Ted Lammi, Hawk Huard and Dave Battaglia voted not to renew Motzko’s contract, while Duane Buytaert, Jim Crowley and Nate Sandman voted “nay” to the motion. The tie vote meant she will keep her job in the 2020-21 school year.
Sandman said he got feedback on Motzko from peers and colleagues as well as students.
“Everything’s pointing in the right direction of a person that you want on your team, a person that will provide a lot of value in the future,” he said.
Buytaert said he loved the letter, noting that the sentiments expressed by the junior were echoed by other students, both regarding her talents as a teacher and connecting with students.

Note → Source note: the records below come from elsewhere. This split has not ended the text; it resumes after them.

PR #4095, opened 2023-12-10
Unify docstring detection

### LINKED ISSUE #4094: Docstring formatting does not apply to module docstrings
https://github.com/psf/black/pull/4060#discussion_r1404646891 made me look into unifying some of our docstring logic. I discovered this bug:

```python
"""

has trailing space   

"""
```

I would expect Black to remove the trailing space, which it does for class and function docstrings, but it doesn't.

JelleZijlstra:
Fixes #4094.

We had two slightly different ways to detect docstrings. This preview feature unifies the two.

There are at least two concrete behavior changes:
- Module docstrings are now correctly recognized and formatted.
- We now remove blank lines before class docstrings that do not use triple quotes; we already did that before class docstrings that do use triple quotes.


src/black/strings.py
```diff
@@ -63,6 +63,8 @@ def lines_with_leading_tabs_expanded(s: str) -> List[str]:
             )
         else:
             lines.append(line)
+    if s.endswith("\n"):
```
JelleZijlstra, line 66: This was necessary so that we don't remove the newline at the end of a module docstring.

hauntsaninja (approved):

PR #4096, opened 2023-12-10
Add --unstable flag

### LINKED ISSUE #4093: Split preview into `--preview` and `--unstable`?
Black's `--preview` mode is supposed to give a preview of what next year's stable style will look like. But for the last few years, it hasn't been able to do that job, because `--preview` includes experimental string processing, which produces numerous bugs and likely again won't make it into the 2024 stable style (#4042). Several other current preview features likely won't make it into the 2024 stable style.

I propose to add a new style, `--unstable`. The idea would be that `--preview` is only for new style features that we currently think would make it into next year's stable style, and `--unstable` is for new features that we would like to eventually stabilize, but that are currently still buggy. `--unstable` would include all `--preview` features. This way, `--preview` will truly be a preview.

Concrete rules:
- Any preview feature that leads to new crashes (e.g., stability bugs) should be demoted to `--unstable` until the issue is fixed.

The math teacher vote wasn’t Buytaert’s only “nay” vote. His was the only vote against cutting the two other teachers; he also voted against approving sixth period stipends next year for four teachers that would each teach an additional class.
During the work session, board members had questioned whether it was wise to approve that contract without knowing whether in-person classes would resume in the fall for Minnesota schools, because they can’t predict whether or not COVID-19 will still be a major threat by then.
Both Buytaert and Sandman voted against giving one-time stipends of $5,000 each to two teachers that “went above and beyond” to help fellow teachers transition to online learning after the governor’s order, in a vote that passed 4-2.
A vote to hire a full-time special education case manager at the high school level passed 5-1, with Buytaert dissenting. The longtime school board member said he felt like the district invests a lot of money in kids that fall in the lower half of the academic spectrum, and keeps cutting programs for higher achievers, like orchestra, a full-time gifted and talented program coordinator and now the only remaining librarian.
“Someone needs to be a voice for those kids too,” he said. “We might lose some [academically gifted] kids after distance learning, as we cut the number of teachers and teachers that are well liked. It’s hard to swallow those cuts.”
Crowley suggested the district consider cutting administrators rather than teachers.
Board chair Ted Lammi said school districts wouldn’t face such huge hikes in insurance if there was nationalized healthcare.
Last year the district rehired almost every paraprofessional whose contract hadn’t been renewed, when student needs grew. All of those positions were cut again for next year on Monday, but things can change.
“With all of this we’re just doing our best job estimating,” Cary said, pointing out that they will have better numbers in June. “What really happens versus what does happen, usually we’re pretty close. Last year we were off by $1,000. That’s pretty great with a $30 million operating budget.”
Before COVID hit, he said the district was on the same trajectory. “We felt like we made a pretty good estimate (for this school year), but now we’ll have to see,” he said. “It could swing into the negative for us or, if they come up with new aid and new revenue streams, it could come up positive.”
Cary said the federal CARES Act also includes money for schools, but no one knows how much money each district will get yet, as it will be dispersed by the state once the federal funds are available.